The recent release of Artifactory 5.11 added support for vgo-compatible Go registries (and go proxy) giving the community a variety of capabilities when developing with Go.
Here are just a few of them:

  • Local repositories in Artifactory let you set up secure, private Go registries with fine-grained access control to packages according to projects or development teams.
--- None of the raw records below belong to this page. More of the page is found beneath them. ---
PR #639, opened 2020-06-18
Replace hardcoded namesapce 'vk::' to 'VULKAN_HPP_NAMESPACE'.

byzin:
Fix build errors due to hardcoded namespace `vk::` when user defined `VULKAN_HPP_NAMESPACE` is used.


byzin:
I'll create another branch and make those changes in VulkanHppGenerator.cpp.

PR #640, opened 2020-06-18
Fix the #if condition of ResultValue<UniqueHandle>.

byzin:
Fix a build error when `VULKAN_HPP_NO_SMART_HANDLE` is defined.


asuessenbach:
Hi @byzin, your change seems to be ok.
Note, though, that vulkan.hpp is a generated file. Please make those changes in VulkanHppGenerator.cpp.

byzin:
Oh thank you for the advice. I'll create another branch.

PR #664, opened 2020-07-08
Guard uses of ArrayPoxyNoTemporaries

### LINKED ISSUE #663: setGeomtries method uses ArrayProxyNoTemporaries but is not guarded by  !defined(VULKAN_HPP_DISABLE_ENHANCED_MODE)
I get a compilation error because a few method definitions use an enhanced-mode template, but the method declarations are not guarded by the necessary #ifdef.

The first example is in AccelerationStructureInfoNV:

```
    AccelerationStructureInfoNV & setGeometries(
      VULKAN_HPP_NAMESPACE::ArrayProxyNoTemporaries<const VULKAN_HPP_NAMESPACE::GeometryNV> const & geometries_ )
      VULKAN_HPP_NOEXCEPT
```
at line 28668 of vulkan/vulkan.hpp

dneto0:
Fixes #663

### DIFF
--- a/VulkanHppGenerator.cpp
+++ b/VulkanHppGenerator.cpp
@@ -3830,12 +3830,14 @@ void VulkanHppGenerator::appendStructSetter( std::string &                   str
       }
 
       static const std::string setArrayTemplate = R"(
+#if !defined(VULKAN_HPP_DISABLE_ENHANCED_MODE)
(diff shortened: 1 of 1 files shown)


dneto0:
Most of the diff is due to clang-format differences. I used clang-format from LLVM top-of-tree.

asuessenbach:
Due to the pure formatting changes, I created a PR without those changes. I hope, you're fine with that.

  • A remote repository in Artifactory is a caching proxy for remote Go resources such as a GitHub project. Accessing a go proxy through Artifactory removes your dependency on the network, or on GitHub since all dependencies needed for your Go builds are cached in Artifactory and are therefore locally available. This also removes the risk of someone mutating or removing a dependency from version control, or worse, force-pushing changes to a remote Git tag thus changing what should be an immutable version which can create a lot of confusion and instability for dependent projects.
  • A virtual repository aggregates both local and remote Go registries giving you access to all Go resources needed for your builds from a single URL, hiding the complexity of using a combination of both local and remote resources.